# Is it even worth it?....



## Ronnin (Apr 24, 2011)

I'm an ex bujinkan member, due to beeing stationed at Ft. Stewart in Savannah, GA the closest Bujinkan to me is Atlanta which is about 4 hours away, a bit to much, and too expesive of a commute for me. So my question is, is it even worth it to go the online learning way, ie; videos and what what not?

I've always had my reservations about "ONLINE COURSES". But at this point I'm at a bit of a loss.


----------



## Brian R. VanCise (Apr 24, 2011)

*No* if that is your only instruction then it is a waste of your time, effort and money.  Used in conjunction with a regular instructor then it can be beneficial.  My advice would be that 4 hours is* not that far go* once or twice a month and train on your own practicing what you were shown and supplement it with DVD's on Bujinkan with Hatsumi Sensei.


----------



## Bruno@MT (Apr 24, 2011)

It depends. Personally I would not drive 4 hours to do what I do now. Make no mistake I love Genbukan (and the KJJR). And Belgium is ground zero for Genbukan in western Europe, so there are several of dojo within an hours worth driving.

If that was somehow not the case, I would find something else to do.
Fwiw I love the strictness of the classical Japanese approach, so I would probably feel at home with any koryu jujutsu or kenjutsu style.

If I couldn't find any of those (hypothetically, since both Hyoho Niten Ichi ryu, Tenshin shoden katori shinto ryu, and at least 1 classical jujutsu style are within an hours driving) I would find something else which would appeal to me. Brazillian Jujutsu for example. Imo the best advice I can give you is to try what you can find nearby, and see if there is anything you like.


----------



## Ronnin (Apr 24, 2011)

Thanks guys for the opinons, both have been in my head too. I found a Bujinkan dojo in Jacksonville Fl.

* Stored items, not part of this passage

PR #440, opened 2017-12-26
add ledger NEP5 support

dvdschwrtz:

- [ ] Unit tests written?


dvdschwrtz:
I will include these changes with my other PR which needs to cover some of the same code. Closing this for now

Issue #421, opened 2017-12-16
Update stored wallet to NEP6 standard


slipo:
https://github.com/neo-project/proposals/pull/13

PR #444, opened 2017-12-30
NEP-6 wallet support

slipo:
https://github.com/CityOfZion/neon-wallet/issues/421

All projects should follow the NEP-6 wallet standard so they can share wallets

Some notes:
I leave the keys.json storage file behind, just in case.

When we upgrade the wallets we only have labels and encrypted keys. This means that we can’t fill in the address fields until they log into the accounts.

I first tried to use neon-js which was pretty cool but it throws an exception if you try to export an Account without an address. It wasn’t too much work to do it all custom in the end.

Try to use naming inline with the NEP-6 standard (wallets contain accounts, in settings you add accounts not keys)

Automated + manual tests

QA Tests worth doing (any others?)
 * Starting with legacy key file, it should migrate to NEP-6. Delete an account, restart app and make sure that account is still missing.
 * Starting with no wallet, test recovering NEP-6 wallet
 * Starting with no wallet, test recovering legacy wallet
 * Adding accounts after the two above
 * Starting with no wallet, test adding 2 accounts, logging into both works 
 * Recovering NEP-6 / Legacy after already having accounts in the wallet
 * Logging into recovered legacy account
 * Logging into recovered NEP-6 account
 * Deleting all those accounts
 * Recovering same recovery file multiple times (won’t allow key to be in wallet twice)
 * Export everything, delete all accounts, import

No.

Having wallet accounts without public addresses could pose a challenge if other programs the user is importing into don't support that. There's not really anything we can do though.

- [x] Unit tests written?


slipo:
Per this issue:
https://github.com/electron-userland/electron-builder/issues/2260

I upgraded electron-builder and now the build works.

app/containers/Settings/Settings.jsx
```diff
@@ -102,28 +105,33 @@ export default class Settings extends Component<Props, State> {
...
-      text: `Please confirm deleting saved wallet - ${key}`,
+      text: `Please confirm deleting saved wallet - ${label}`,
       onClick: () => {
         // eslint-disable-next-line
-        storage.get('keys', (error, data) => {
-          delete data[key]
-          storage.set('keys', data)
-          setKeys(data)
+        storage.get('userWallet', (error, data) => {
+          data.accounts.map((account, index) => {
```
evgenyboxer: Can we do some error handling here?
` if (error) { ... } else { delete wallet account }`
Also can we use something like:
`const keys = reject(data.accounts, { key });`
Also, why do we need to check the label when deleting? isn't a key is unique?

__tests__/modules/generateWallet.test.js
```diff
@@ -29,31 +35,183 @@ describe('generateWallet module tests', () => {
 
   describe('newWallet tests', () => {
     const payload = account
-    const expectedAction = Object.assign({}, { payload }, { type: NEW_WALLET })
+    const expectedAction = Object.assign({}, { payload }, { type: NEW_WALLET_ACCOUNT })
```
evgenyboxer: Do we need an Object.assign here?
Can it be - 
`const expectedAction = { payload, type: NEW_WALLET_ACCOUNT }`

app/modules/generateWallet.js
```diff
@@ -27,22 +28,152 @@ export function newWallet (account: Object) {
...
+    label: label,
+    isDefault: isDefault, // Make the first account the default
+    lock: false,
+    key: key,
+    contract: {},
+    extra: null
+  }
+}
+
+export const createEmptyWallet = () => {
```
evgenyboxer: How about this - 
```
export const createEmptyWallet = ({
  ...DEFAULT_WALLET,
  scrypt: DEFAULT_SCRYPT
})
```

app/modules/generateWallet.js
```diff
@@ -27,22 +28,152 @@ export function newWallet (account: Object) {
...
+        resolve()
+      }
+    })
+  })
+}
+
+export const walletHasKey = (wallet, key) => {
+  let foundKey = false
+
+  each(wallet.accounts, (account) => {
```
evgenyboxer: Use .some - https://developer.mozilla.org/en-US/docs/Web/JavaScript/Reference/Global_Objects/Array/some

`wallet.accounts.some((account) => account.key === key)`

PR #446, opened 2017-12-30
WIP - (do not merge) Neoscan

dvdschwrtz:

A couple of things need to happen before this is pulled in. First, the changes I made to the neoscan API need to be in production, which should happen later tonight or tomorrow morning. Second, I am pointing at my local neon-js changes I made. I will need to merge those changes into neon-js and repoint the package.json to the CoZ repo before this is merged as well. 

- [ ] Unit tests written?

### DIFF
--- a/__mocks__/neon-js.js
+++ b/__mocks__/neon-js.js
@@ -25,7 +25,7 @@ neonjs.api = {
     claimGas: promiseMockGen(mockConfigResponse),
     sendAsset: promiseMockGen(mockConfigResponse),
     doInvoke: promiseMockGen(mockConfigResponse)
-  }
+  },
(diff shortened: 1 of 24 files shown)


dvdschwrtz:
A couple of things need to happen before this is pulled in. First, the changes I made to the neoscan API need to be in production, which should happen later tonight or tomorrow morning. Second, I am pointing at my local neon-js changes I made. I will need to merge those changes into neon-js and repoint the package.json to the CoZ repo before this is merged as well.

dvdschwrtz:
Also, leaving this comment to remind myself to resolve an issue with the tx flow types I need to look at again before everything is merged

PR #448, opened 2017-12-31
Added DeepBrain Coin

mhuggins:
N/A

It supports sending & showing balance for DBC (DeepBrain Coin), similar to RPX.

I added the MainNet & TestNet constants for the DBC hash.

I loaded the wallet and confirmed that I can view the 0 DBC balance & view DBC token information by clicking on the balance.  **NOTE:** I was unable to test transferring DBC due to having a 0 balance.

N/A

See **NOTE** above.

- [x] Unit tests written?

### DIFF
--- a/__tests__/modules/wallet.test.js
+++ b/__tests__/modules/wallet.test.js
@@ -13,6 +13,11 @@ describe('wallet module tests', () => {
     NEO: 0,
     GAS: 0,
     tokens: {
+      DBC: {
+        balance: 0,
+        scriptHash: 'b951ecbbc5fe37a9c280a76cb0ce0014827294cf',
+        symbol: 'DBC'
+      },
       RPX: {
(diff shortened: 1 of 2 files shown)


mhuggins:
The test failure doesn't appear to relate to my change.

slipo:
Just fyi: I had the same issue with the build. Here was my fix: https://github.com/CityOfZion/neon-wallet/pull/444/commits/bfe2090bca73e396884f626c8ecc8645ef7dd570

mhuggins:
@slipo Thanks, rebasing against `dev` fixed it!

ministoat:
Using a ledger I cannot send dbc with this version, error message says not supported

mhuggins:
@ministoat I don't have a ledger to test against.  I will have to see if someone else can help out.

Issue #253, opened 2017-10-18
Multiple sends


canesin:
In neo-gui is possible to add many transactions to a list before sending the tx.
The UX I envision is a one where you create a "multiple recipents" transaction by clicking a "+add" button instead of the "send", and it adds the transaction to the transaction list. that appears collapsed above the QR-Code of the address.
After the user finishes adding the transactions he can click on the send button by the side of it.

That combined with #9 would make really easy to send to many destinations quickly and reliably, like when we need to send weekly rewards.

evgenyboxer:
I’ll do it!

canesin:
@evgenyboxer my idea of UX/UI:

![image](https://user-images.githubusercontent.com/353648/31804833-3896f3ce-b52a-11e7-889c-37eca75e6318.png)

mhuggins:
I don't mind taking this on if no one has started on it.  I think it could be done more easily with the new UX.  I may just need help on the back-end portion with how to include multiple addresses when actually creating the transaction.

PR #451, opened 2018-01-02
Added sending to multiple recipients (and sending assets + tokens)

mhuggins:
multiple-recipients

#253

Currently, a transaction can only include a single asset or token going to a single recipient address.

I revamped the screens within the SendModal component, and I replaced the existing `api.neonDB.doSendAsset` and `api.nep5.doTransferToken` calls with the newer `api.sendAsset` and `api.doInvoke` functions instead.  The `doInvoke` function is only being used if the user is attempting to transfer tokens (e.g.: RPX), otherwise the `sendAsset` function is used.

Smoke tested with sending assets and tokens across multiple addresses.  Verified transactions on block explorer:

* https://testnet.neotracker.io/tx/4ce187fd80beccd16c8885b474ab05efa7dff3f3c5e2e239656c3806fc1a2d43
* https://testnet.neotracker.io/tx/345a03a9ab7c44ed1b6522e1736ab695b7075b2afaecebc22d5d8cbc28af0d7f

I made a few changes and added some improvements as I went:

* Completely changed the layout of the `SendModal` when entering the asset/amount/address.
* Replaced the asset dropdown with a `SelectInput` that includes autocompletion.
* Updated the `NumberInput` to include a "MAX" button.  This replaces the 25%, 50%, 75%, 100% buttons that were there previously.
* Added a new `Address` component that represents the clickable address for viewing an address in the selected block explorer.
* Replaced any calls to `<button>` with the `<Button>` component instead.  Ensured it's being rendered anywhere it was changed.
* Extracted a `withAddressCheck` higher-order component to separate the loading state on the send verification screen from actually displaying the table.
* Added an "agree" checkbox on the verification screen to confirm before sending.

I worked with @snowypowers for a few hours over Slack tonight to diagnose some issues I was running into with getting the transactions to work, and I want to make sure he gets credit for his efforts.  HUGE thank you to him for his help!

- [x] Unit tests written?


app/core/nep5.js
```diff
@@ -1,4 +1,12 @@
...
+
 import { COIN_DECIMAL_LENGTH, toFixedDecimals } from './formatters'
 
-export const adjustDecimalAmountForTokenTransfer = (value: number) => toFixedDecimals(value, COIN_DECIMAL_LENGTH) * 10 ** COIN_DECIMAL_LENGTH
+export const adjustDecimalAmountForTokenTransfer = (value: number) => {
+  return toFixedDecimals(value, COIN_DECIMAL_LENGTH) * 10 ** COIN_DECIMAL_LENGTH
+}
+
+export const sendTokens = (net, scriptHash, publicKeyOrWif, sendAddress, sendAmount, gasCost = 0, signingFunction = null) => {
+  return api.nep5.doTransferToken(net, scriptHash, publicKeyOrWif, sendAddress, sendAmount, gasCost, signingFunction)
```
mhuggins: ✂️ This change wasn't needed, can remove.

flow-typed/declarations.js
```diff
@@ -58,8 +58,14 @@ declare type TokenInfoType = {
...
 declare type SymbolType = $Keys<typeof TOKENS> | 'NEO' | 'GAS'
 
-declare type TokenType = {
+declare type TokenType = { // eslint-disable-line no-undef
   symbol: SymbolType,
   balance: number,
   info: TokenInfoType
 }
+
+declare type SendEntryType = { // eslint-disable-line no-undef
```
mhuggins: I was getting eslint errors without adding these comments here.  I can remove them if there's a better fix.

mhuggins:
@evgenyboxer This is working and ready for a review now. 😄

About an hour and a half.....not tooooo bad. http://jaxbooj.com/Home.php


----------



## Aiki Lee (Apr 25, 2011)

Don't forget, Ashida Kim lives in FL. You could always go train with him!:boing2:


----------



## Ronnin (Apr 25, 2011)

Himura Kenshin said:


> Don't forget, Ashida Kim lives in FL. You could always go train with him!:boing2:


 Ah yes..... a truuuuue masta hahahahaha, yeah.........   :bs:


----------



## yorkshirelad (Apr 25, 2011)

Richard Van Donk has a suberb white to black belt DVD course. If you order it, you will be a black belt in Bujinkan within the year. Then you can order his nidan through yondan course and with six months after taking your black belt, you can fly to Japan an take the Sakki test under Hatsumi Sensei. You really don't need to go to Atlanta. Just buy RVD's DVDs and you'll be a Hatsumi registered Shihan in three years guaranteed..........By the way, if you hadn't guessed already, I'm just kidding. Take the four hour journey as often as you can and then train what you learned with your buddies!


----------



## George Kohler (Apr 26, 2011)

Ronnin said:


> I'm an ex bujinkan member, due to beeing stationed at Ft. Stewart in Savannah, GA the closest Bujinkan to me is Atlanta which is about 4 hours away, a bit to much, and too expesive of a commute for me. So my question is, is it even worth it to go the online learning way, ie; videos and what what not?
> 
> I've always had my reservations about "ONLINE COURSES". But at this point I'm at a bit of a loss.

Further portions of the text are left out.